Collected data entries:
Content starts

PR #405, opened 2022-12-28
Add handler for unknown method

hspaay:
This is a proposed solution to be able to customize the handling of unknown methods. The default behavior is unchanged but a hook allows customized behavior.

The hook can be used to dynamically create a method and have it invoked as if it existed all along.
I was able to use this in a proxy service that dynamically obtains capabilities/methods from other services and forwards requests to those services.

### DIFF
--- a/server/server_test.go
+++ b/server/server_test.go
@@ -111,7 +111,7 @@ func TestServerCall(t *testing.T) {
 			sm.Impl = func(ctx context.Context, call *server.Call) error {
 				echoArgs := air.Echo_echo_Params(call.Args())
 				inText, err := echoArgs.In()
-				assert.NoError(t, err)
+				require.NoError(t, err)
 				proxyReceived.Store(inText)
 				// pretend we received an answer
 				echo := air.Echo_echo{Call: call}
--- a/server/server_test.go
+++ b/server/server_test.go
@@ -3,12 +3,17 @@ package server_test
 import (
 	"context"
 	"errors"
+	"net"
 	"strings"
 	"sync"
+	"sync/atomic"
 	"testing"
+
+	"github.com/stretchr/testify/require"
 
 	"capnproto.org/go/capnp/v3"
 	air "capnproto.org/go/capnp/v3/internal/aircraftlib"
+	"capnproto.org/go/capnp/v3/rpc"
 	"capnproto.org/go/capnp/v3/server"
 
 	"github.com/stretchr/testify/assert"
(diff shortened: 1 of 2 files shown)


hspaay:
This is as barebones as it gets. Lets start picking at it. Interface? yes/no/good enough anyone? :)

lthibault (approved):
LGTM 👍

zenhack:
Could use a test, but I'm fine with this. Before we tag 3.0 I think I want to do the interface reworking we talked about though.

lthibault:
Ah yeah, +1 to the test.

Also, @zenhack, can you open an issue for the interface refactor?  I think you're in the best position to accurately spec it out.

server/server_test.go
```diff
@@ -91,6 +96,63 @@ func TestServerCall(t *testing.T) {
 			}
 		}
 	})
+	t.Run("Unimplemented hook", func(t *testing.T) {
```
lthibault, line 99: Just FYI, the testing framework will replace whitespaces with underscores in test names.  This doesn't actually break anything -- just thought I'd mention it.

lthibault (changes requested):

lthibault:
I've flagged some minor things, but this basically LGTM.  I think we're good to merge after these fixes.

server/server_test.go
```diff
@@ -91,6 +96,63 @@ func TestServerCall(t *testing.T) {
...
+		srv.HandleUnknownMethod = func(method capnp.Method) *server.Method {
+			sm := server.Method{
+				Method: method,
+				Impl:   nil,
+			}
+			sm.Impl = func(ctx context.Context, call *server.Call) error {
+				t.Log("welcome to blank")
+				echoArgs := air.Echo_echo_Params(call.Args())
+				inText, err := echoArgs.In()
+				assert.NoError(t, err)
```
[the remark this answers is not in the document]
hspaay: The motivation for this is that assert in this place helps pinpoint the problem early without having to chase the rabbit down the hole.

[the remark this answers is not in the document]
lthibault: Fair enough.  Just be aware that it won't actually abort execution of that function (which is likely to cause problems that make the output _more_ confusing).

If you want something that hard-stops on an error, use `require.Foo(...)`.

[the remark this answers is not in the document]
hspaay: Good point. Changed it into require. Thanks :)

lthibault (dismissed):
LGTM.

server/server_test.go
```diff
@@ -91,6 +96,60 @@ func TestServerCall(t *testing.T) {
...
+				// pretend we received an answer
+				echo := air.Echo_echo{Call: call}
+				resp, _ := echo.AllocResults()
+				err = resp.SetOut(inText)
+				return err
+			}
+			return &sm
+		}
+		blankBoot := capnp.NewClient(srv)
+		lis, err := net.Listen("tcp", ":0")
```
zenhack, line 125: You can simplify this and entirely skip setting up a connection with something on the other side and just use `blankBoot` in place of `blankClient`

zenhack (changes requested):
One minor thing

server/server_test.go
hspaay: @zenhack wouldn't that invoke 'Send' instead of 'Recv'?  The hook was intended for acting as a proxy forwarder and it doesn't exist in Send.

zenhack: O.O can't believe I missed this on my first look: Yeah, it would, and you really don't want the two to have different behavior -- the only difference that's supposed to be there is who allocates the arguments. Probably we should move the logic for method lookup into Server.start so it's not duplicated in both Send and Recv.

hspaay: Indeed it looks like there is some room for cleanup here as well. Combine methods.find, although that might not be as easy as it sounds.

Content ends

= What to work on =
Repeat the entries exactly, all of them.

= Solution below =
PR #405, opened 2022-12-28
Add handler for unknown method

hspaay:
This is a proposed solution to be able to customize the handling of unknown methods. The default behavior is unchanged but a hook allows customized behavior.

The hook can be used to dynamically create a method and have it invoked as if it existed all along.
I was able to use this in a proxy service that dynamically obtains capabilities/methods from other services and forwards requests to those services.

### DIFF
--- a/server/server_test.go
+++ b/server/server_test.go
@@ -111,7 +111,7 @@ func TestServerCall(t *testing.T) {
 			sm.Impl = func(ctx context.Context, call *server.Call) error {
 				echoArgs := air.Echo_echo_Params(call.Args())
 				inText, err := echoArgs.In()
-				assert.NoError(t, err)
+				require.NoError(t, err)
 				proxyReceived.Store(inText)
 				// pretend we received an answer
 				echo := air.Echo_echo{Call: call}
--- a/server/server_test.go
+++ b/server/server_test.go
@@ -3,12 +3,17 @@ package server_test
 import (
 	"context"
 	"errors"
+	"net"
 	"strings"
 	"sync"
+	"sync/atomic"
 	"testing"
+
+	"github.com/stretchr/testify/require"
 
 	"capnproto.org/go/capnp/v3"
 	air "capnproto.org/go/capnp/v3/internal/aircraftlib"
+	"capnproto.org/go/capnp/v3/rpc"
 	"capnproto.org/go/capnp/v3/server"
 
 	"github.com/stretchr/testify/assert"
(diff shortened: 1 of 2 files shown)


hspaay:
This is as barebones as it gets. Lets start picking at it. Interface? yes/no/good enough anyone? :)

lthibault (approved):
LGTM 👍

zenhack:
Could use a test, but I'm fine with this. Before we tag 3.0 I think I want to do the interface reworking we talked about though.

lthibault:
Ah yeah, +1 to the test.

Also, @zenhack, can you open an issue for the interface refactor?  I think you're in the best position to accurately spec it out.

server/server_test.go
```diff
@@ -91,6 +96,63 @@ func TestServerCall(t *testing.T) {
 			}
 		}
 	})
+	t.Run("Unimplemented hook", func(t *testing.T) {
```
lthibault, line 99: Just FYI, the testing framework will replace whitespaces with underscores in test names.  This doesn't actually break anything -- just thought I'd mention it.

lthibault (changes requested):

lthibault:
I've flagged some minor things, but this basically LGTM.  I think we're good to merge after these fixes.

server/server_test.go
```diff
@@ -91,6 +96,63 @@ func TestServerCall(t *testing.T) {
...
+		srv.HandleUnknownMethod = func(method capnp.Method) *server.Method {
+			sm := server.Method{
+				Method: method,
+				Impl:   nil,
+			}
+			sm.Impl = func(ctx context.Context, call *server.Call) error {
+				t.Log("welcome to blank")
+				echoArgs := air.Echo_echo_Params(call.Args())
+				inText, err := echoArgs.In()
+				assert.NoError(t, err)
```
[the remark this answers is not in the document]
hspaay: The motivation for this is that assert in this place helps pinpoint the problem early without having to chase the rabbit down the hole.

[the remark this answers is not in the document]
lthibault: Fair enough.  Just be aware that it won't actually abort execution of that function (which is likely to cause problems that make the output _more_ confusing).

If you want something that hard-stops on an error, use `require.Foo(...)`.

[the remark this answers is not in the document]
hspaay: Good point. Changed it into require. Thanks :)

lthibault (dismissed):
LGTM.

server/server_test.go
```diff
@@ -91,6 +96,60 @@ func TestServerCall(t *testing.T) {
...
+				// pretend we received an answer
+				echo := air.Echo_echo{Call: call}
+				resp, _ := echo.AllocResults()
+				err = resp.SetOut(inText)
+				return err
+			}
+			return &sm
+		}
+		blankBoot := capnp.NewClient(srv)
+		lis, err := net.Listen("tcp", ":0")
```
zenhack, line 125: You can simplify this and entirely skip setting up a connection with something on the other side and just use `blankBoot` in place of `blankClient`

zenhack (changes requested):
One minor thing

server/server_test.go
hspaay: @zenhack wouldn't that invoke 'Send' instead of 'Recv'?  The hook was intended for acting as a proxy forwarder and it doesn't exist in Send.

zenhack: O.O can't believe I missed this on my first look: Yeah, it would, and you really don't want the two to have different behavior -- the only difference that's supposed to be there is who allocates the arguments. Probably we should move the logic for method lookup into Server.start so it's not duplicated in both Send and Recv.

hspaay: Indeed it looks like there is some room for cleanup here as well. Combine methods.find, although that might not be as easy as it sounds.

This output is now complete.